The problem: What you return must be the lines of the data that hold the word "like".

Dataset entries
-=-=-
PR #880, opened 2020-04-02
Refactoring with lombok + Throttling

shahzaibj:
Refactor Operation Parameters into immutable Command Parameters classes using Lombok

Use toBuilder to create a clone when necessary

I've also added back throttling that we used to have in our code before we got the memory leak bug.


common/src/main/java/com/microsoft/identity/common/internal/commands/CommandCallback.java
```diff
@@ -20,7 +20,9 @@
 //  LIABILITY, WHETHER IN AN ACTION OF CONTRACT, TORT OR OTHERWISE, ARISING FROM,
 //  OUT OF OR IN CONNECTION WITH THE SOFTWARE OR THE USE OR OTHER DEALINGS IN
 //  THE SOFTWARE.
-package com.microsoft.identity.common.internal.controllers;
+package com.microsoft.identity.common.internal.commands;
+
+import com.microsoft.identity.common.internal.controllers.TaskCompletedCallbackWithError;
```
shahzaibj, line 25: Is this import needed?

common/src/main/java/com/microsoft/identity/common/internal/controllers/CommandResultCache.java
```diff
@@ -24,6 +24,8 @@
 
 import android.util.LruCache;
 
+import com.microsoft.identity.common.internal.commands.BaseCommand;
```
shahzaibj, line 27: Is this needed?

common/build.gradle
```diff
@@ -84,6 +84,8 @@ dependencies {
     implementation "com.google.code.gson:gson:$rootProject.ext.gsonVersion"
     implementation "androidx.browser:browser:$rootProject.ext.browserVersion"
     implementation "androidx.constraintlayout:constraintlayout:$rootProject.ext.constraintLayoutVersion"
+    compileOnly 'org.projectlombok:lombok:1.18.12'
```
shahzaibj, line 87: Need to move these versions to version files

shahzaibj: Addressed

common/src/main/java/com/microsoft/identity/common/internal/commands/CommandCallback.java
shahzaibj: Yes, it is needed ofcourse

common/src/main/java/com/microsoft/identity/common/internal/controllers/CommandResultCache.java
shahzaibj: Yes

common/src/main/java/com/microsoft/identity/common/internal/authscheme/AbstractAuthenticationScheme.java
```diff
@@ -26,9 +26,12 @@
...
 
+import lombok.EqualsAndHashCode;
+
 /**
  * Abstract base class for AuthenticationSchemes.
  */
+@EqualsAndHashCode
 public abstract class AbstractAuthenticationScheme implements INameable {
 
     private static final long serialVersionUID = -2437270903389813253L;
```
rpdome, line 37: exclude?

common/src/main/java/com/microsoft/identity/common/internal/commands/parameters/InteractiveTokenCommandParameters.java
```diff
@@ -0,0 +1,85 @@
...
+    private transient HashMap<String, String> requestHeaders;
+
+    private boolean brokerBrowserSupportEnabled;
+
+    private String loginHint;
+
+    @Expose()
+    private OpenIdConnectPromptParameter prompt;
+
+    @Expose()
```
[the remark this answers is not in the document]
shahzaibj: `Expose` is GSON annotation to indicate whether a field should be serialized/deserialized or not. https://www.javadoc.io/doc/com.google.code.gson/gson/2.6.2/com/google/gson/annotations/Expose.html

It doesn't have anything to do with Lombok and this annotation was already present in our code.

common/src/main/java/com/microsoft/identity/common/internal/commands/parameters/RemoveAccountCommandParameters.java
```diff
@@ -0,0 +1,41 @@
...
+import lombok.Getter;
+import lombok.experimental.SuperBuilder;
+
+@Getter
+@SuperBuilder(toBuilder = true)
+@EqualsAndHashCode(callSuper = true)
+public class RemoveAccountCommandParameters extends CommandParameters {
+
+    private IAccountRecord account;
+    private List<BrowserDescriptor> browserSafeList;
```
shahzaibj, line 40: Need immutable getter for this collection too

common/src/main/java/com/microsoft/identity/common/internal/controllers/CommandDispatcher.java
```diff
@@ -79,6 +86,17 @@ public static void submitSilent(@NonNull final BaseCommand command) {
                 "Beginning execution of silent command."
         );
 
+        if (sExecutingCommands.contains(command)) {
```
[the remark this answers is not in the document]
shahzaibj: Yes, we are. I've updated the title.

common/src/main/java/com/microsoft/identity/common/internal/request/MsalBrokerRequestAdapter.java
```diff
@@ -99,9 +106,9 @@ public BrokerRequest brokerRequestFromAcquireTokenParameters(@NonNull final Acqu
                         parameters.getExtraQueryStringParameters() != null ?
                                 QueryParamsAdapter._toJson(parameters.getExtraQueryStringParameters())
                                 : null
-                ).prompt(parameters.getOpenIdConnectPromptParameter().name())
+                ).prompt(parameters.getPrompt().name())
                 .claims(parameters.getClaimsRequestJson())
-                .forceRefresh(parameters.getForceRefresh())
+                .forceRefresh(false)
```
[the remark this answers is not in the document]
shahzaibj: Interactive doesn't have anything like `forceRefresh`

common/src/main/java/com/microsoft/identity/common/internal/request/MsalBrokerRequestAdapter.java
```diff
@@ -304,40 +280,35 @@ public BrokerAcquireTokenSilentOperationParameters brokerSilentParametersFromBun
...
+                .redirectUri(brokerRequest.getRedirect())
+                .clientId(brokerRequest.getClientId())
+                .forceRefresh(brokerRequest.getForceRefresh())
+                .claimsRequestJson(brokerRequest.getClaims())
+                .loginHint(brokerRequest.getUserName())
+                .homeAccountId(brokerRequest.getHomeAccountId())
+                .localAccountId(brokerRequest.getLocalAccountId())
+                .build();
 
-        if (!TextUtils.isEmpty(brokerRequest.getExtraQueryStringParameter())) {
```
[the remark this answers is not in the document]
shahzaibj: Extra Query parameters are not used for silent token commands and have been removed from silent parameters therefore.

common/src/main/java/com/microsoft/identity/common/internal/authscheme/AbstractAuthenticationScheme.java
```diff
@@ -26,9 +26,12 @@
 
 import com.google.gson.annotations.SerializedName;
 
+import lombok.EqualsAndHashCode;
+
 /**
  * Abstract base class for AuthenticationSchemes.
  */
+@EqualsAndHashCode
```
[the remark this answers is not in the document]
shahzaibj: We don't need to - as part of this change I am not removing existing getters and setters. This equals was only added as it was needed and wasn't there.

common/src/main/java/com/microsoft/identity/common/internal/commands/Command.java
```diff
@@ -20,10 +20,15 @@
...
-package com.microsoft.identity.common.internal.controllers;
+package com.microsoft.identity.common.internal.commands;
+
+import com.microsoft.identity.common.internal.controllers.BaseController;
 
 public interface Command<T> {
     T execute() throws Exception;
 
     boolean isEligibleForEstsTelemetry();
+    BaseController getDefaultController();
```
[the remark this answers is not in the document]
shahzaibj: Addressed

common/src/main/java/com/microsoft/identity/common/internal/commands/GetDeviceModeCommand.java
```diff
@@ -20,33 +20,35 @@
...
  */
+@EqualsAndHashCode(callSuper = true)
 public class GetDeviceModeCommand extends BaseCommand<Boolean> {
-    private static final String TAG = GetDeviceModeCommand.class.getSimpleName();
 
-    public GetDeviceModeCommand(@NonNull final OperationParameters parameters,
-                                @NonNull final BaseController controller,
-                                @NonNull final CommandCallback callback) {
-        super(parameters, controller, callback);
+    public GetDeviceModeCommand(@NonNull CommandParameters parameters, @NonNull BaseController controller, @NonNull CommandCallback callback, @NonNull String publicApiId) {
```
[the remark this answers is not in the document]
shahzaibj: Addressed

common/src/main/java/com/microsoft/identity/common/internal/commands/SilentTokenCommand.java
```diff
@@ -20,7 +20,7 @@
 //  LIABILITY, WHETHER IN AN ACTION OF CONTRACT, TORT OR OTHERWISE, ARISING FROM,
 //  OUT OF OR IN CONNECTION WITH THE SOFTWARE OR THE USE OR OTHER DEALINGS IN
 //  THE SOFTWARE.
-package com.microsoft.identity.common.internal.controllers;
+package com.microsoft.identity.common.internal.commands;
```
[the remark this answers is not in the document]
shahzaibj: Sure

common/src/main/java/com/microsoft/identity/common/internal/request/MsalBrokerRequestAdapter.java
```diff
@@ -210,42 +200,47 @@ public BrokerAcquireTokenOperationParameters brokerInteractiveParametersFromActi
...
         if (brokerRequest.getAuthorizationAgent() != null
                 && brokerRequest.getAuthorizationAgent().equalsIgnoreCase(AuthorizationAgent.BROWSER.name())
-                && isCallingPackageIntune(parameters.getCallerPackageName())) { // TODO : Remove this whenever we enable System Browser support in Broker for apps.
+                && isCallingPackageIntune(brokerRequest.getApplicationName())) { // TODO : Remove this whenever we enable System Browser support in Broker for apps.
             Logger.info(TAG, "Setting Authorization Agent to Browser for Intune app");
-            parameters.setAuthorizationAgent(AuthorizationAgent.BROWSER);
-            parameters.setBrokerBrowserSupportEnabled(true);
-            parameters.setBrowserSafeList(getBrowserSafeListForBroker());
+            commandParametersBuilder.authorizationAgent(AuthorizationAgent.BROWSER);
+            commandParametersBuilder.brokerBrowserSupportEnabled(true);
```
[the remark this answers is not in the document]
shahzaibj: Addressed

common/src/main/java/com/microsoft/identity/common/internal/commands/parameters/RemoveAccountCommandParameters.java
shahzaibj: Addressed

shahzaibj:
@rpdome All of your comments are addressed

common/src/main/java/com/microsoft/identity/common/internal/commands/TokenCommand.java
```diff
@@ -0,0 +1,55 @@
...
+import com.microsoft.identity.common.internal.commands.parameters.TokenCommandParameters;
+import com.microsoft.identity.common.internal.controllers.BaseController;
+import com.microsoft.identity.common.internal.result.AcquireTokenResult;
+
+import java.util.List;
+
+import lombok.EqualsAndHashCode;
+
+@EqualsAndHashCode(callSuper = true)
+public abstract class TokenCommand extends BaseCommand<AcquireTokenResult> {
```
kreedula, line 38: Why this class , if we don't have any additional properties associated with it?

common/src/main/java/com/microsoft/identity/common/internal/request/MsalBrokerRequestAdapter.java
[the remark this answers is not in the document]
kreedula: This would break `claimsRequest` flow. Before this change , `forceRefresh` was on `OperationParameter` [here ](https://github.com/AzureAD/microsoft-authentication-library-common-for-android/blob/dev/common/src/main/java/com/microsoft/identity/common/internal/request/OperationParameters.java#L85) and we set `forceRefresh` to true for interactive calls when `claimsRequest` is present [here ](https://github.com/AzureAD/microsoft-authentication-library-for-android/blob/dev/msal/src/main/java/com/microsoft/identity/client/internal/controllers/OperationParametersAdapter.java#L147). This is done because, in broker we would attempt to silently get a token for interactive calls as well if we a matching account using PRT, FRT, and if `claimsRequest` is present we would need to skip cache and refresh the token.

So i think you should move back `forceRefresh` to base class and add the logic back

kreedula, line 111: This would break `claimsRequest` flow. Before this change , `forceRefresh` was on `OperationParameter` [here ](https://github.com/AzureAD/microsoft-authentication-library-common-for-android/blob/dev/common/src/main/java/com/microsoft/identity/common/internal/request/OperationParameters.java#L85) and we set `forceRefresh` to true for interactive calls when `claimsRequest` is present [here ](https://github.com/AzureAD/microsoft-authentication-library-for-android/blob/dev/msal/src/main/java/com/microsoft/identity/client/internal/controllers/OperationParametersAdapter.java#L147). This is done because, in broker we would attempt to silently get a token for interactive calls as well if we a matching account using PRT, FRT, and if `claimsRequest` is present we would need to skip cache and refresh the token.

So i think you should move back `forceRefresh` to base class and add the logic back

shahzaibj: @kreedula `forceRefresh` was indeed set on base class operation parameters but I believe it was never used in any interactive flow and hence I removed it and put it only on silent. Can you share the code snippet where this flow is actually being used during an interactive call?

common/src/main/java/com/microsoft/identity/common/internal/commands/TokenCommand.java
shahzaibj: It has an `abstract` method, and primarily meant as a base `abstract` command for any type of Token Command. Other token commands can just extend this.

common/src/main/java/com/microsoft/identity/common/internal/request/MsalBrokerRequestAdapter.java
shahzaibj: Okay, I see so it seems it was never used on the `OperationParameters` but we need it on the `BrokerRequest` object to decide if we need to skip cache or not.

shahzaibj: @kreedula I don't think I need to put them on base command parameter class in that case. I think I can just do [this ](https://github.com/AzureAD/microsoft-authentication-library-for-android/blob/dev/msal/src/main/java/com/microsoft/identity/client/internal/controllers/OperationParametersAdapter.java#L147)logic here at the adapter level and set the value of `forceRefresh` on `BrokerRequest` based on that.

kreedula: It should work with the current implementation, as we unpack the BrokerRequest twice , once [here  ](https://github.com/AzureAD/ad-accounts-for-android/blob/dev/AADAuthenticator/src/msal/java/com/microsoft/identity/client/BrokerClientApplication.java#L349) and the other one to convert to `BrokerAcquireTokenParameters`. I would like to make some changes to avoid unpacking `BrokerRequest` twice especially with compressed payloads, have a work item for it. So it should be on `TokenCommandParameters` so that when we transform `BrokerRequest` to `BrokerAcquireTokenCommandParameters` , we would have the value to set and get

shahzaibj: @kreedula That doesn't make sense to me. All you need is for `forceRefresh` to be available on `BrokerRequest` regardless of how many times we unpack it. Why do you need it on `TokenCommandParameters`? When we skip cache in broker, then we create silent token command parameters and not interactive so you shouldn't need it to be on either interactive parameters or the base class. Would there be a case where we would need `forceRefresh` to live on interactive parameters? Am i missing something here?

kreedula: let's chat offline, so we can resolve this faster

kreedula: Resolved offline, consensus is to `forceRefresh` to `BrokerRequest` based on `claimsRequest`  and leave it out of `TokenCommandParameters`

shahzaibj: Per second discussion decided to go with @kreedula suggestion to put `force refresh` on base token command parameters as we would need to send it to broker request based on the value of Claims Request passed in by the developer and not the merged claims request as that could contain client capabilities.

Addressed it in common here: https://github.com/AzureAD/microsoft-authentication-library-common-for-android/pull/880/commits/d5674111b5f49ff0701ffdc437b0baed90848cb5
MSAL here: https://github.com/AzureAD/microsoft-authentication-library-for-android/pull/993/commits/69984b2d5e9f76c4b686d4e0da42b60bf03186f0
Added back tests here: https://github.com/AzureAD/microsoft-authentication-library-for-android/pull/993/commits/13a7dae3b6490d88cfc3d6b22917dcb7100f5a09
-=-=-
Solution:
shahzaibj: Interactive doesn't have anything like `forceRefresh`
kreedula: It should work with the current implementation, as we unpack the BrokerRequest twice , once [here  ](https://github.com/AzureAD/ad-accounts-for-android/blob/dev/AADAuthenticator/src/msal/java/com/microsoft/identity/client/BrokerClientApplication.java#L349) and the other one to convert to `BrokerAcquireTokenParameters`. I would like to make some changes to avoid unpacking `BrokerRequest` twice especially with compressed payloads, have a work item for it. So it should be on `TokenCommandParameters` so that when we transform `BrokerRequest` to `BrokerAcquireTokenCommandParameters` , we would have the value to set and get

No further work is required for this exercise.